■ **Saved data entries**

====

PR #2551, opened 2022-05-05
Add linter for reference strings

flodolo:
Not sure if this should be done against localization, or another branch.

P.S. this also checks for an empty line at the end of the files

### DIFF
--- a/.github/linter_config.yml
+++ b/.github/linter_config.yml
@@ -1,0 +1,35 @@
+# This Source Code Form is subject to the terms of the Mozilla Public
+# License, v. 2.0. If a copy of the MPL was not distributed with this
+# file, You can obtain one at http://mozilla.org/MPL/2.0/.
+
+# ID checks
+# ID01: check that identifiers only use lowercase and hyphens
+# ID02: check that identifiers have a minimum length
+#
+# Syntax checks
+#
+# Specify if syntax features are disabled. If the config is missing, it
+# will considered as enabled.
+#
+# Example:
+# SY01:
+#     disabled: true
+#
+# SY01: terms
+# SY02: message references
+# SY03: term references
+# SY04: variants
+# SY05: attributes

====

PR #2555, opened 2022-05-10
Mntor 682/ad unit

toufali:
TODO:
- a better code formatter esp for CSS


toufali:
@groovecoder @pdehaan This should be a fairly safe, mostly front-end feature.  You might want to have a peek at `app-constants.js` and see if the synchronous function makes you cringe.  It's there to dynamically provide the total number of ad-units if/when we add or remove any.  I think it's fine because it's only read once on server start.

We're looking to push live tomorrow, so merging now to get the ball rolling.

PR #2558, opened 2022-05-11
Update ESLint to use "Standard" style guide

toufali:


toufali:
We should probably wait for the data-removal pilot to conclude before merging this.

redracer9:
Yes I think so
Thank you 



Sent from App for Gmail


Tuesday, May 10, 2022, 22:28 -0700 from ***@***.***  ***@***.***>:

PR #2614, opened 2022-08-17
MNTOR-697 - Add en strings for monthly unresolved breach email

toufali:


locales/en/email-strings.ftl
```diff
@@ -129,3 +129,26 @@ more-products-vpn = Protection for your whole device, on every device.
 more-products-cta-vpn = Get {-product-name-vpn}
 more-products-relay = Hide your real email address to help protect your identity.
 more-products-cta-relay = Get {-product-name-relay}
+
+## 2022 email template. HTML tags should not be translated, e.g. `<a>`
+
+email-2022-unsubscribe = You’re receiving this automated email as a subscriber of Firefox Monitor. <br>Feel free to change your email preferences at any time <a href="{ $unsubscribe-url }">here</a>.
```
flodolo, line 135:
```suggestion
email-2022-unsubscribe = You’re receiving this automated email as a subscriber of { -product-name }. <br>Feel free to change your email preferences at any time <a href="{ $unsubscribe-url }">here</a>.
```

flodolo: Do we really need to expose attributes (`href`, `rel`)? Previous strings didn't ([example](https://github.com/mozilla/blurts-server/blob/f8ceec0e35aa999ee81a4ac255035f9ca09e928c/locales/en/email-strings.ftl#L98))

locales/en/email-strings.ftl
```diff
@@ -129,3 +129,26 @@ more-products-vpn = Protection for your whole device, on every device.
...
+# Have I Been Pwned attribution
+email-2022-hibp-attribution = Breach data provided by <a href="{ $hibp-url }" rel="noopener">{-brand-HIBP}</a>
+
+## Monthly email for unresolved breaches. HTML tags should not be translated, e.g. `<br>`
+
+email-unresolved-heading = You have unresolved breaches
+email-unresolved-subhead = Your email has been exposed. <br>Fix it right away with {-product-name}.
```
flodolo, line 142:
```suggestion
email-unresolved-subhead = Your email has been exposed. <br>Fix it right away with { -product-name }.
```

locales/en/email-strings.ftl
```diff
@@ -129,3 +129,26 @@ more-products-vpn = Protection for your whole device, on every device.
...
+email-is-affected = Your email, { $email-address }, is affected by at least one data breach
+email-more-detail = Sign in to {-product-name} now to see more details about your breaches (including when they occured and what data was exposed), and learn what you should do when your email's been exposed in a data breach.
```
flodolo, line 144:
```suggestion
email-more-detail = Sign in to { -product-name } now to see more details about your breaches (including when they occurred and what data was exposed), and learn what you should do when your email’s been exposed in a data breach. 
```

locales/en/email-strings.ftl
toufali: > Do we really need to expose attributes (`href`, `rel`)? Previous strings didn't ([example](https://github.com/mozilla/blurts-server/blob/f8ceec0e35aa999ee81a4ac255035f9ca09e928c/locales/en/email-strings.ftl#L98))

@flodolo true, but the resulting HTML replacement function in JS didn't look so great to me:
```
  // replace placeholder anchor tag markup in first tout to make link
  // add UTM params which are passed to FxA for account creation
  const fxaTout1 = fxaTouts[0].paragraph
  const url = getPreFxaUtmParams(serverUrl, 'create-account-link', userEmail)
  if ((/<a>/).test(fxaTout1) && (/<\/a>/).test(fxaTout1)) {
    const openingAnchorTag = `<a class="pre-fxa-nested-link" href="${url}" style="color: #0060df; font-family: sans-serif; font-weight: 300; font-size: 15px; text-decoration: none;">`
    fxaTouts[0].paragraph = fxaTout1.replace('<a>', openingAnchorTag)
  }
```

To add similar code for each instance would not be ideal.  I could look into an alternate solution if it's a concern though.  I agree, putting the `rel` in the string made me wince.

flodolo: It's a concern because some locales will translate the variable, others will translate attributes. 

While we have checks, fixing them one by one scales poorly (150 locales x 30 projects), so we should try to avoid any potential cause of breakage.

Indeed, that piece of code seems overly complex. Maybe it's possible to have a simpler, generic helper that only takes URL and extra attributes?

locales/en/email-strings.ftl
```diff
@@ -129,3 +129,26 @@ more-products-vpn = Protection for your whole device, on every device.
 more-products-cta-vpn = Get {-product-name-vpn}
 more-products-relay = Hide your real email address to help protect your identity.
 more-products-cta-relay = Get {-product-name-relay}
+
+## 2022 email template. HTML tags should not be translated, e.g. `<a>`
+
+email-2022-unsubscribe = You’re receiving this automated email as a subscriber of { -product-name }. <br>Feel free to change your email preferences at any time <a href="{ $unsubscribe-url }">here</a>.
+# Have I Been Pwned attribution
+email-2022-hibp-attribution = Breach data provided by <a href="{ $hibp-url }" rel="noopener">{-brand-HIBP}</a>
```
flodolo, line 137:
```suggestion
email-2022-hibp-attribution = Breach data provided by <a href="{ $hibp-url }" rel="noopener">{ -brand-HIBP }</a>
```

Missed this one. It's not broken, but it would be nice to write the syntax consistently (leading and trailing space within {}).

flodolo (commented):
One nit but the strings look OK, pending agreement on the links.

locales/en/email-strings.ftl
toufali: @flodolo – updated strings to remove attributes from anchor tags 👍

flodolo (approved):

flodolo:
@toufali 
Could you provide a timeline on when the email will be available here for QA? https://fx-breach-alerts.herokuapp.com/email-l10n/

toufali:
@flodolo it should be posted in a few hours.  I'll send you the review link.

====

■ **Exercise aim**
Among the records above, repeat exactly the line with "PR #2551, opened 2022-05-05", the line with "-1,0 +1,35 @@", and every line in between, and only those.

■ **Your solution**
PR #2551, opened 2022-05-05
Add linter for reference strings

flodolo:
Not sure if this should be done against localization, or another branch.

P.S. this also checks for an empty line at the end of the files

### DIFF
--- a/.github/linter_config.yml
+++ b/.github/linter_config.yml
@@ -1,0 +1,35 @@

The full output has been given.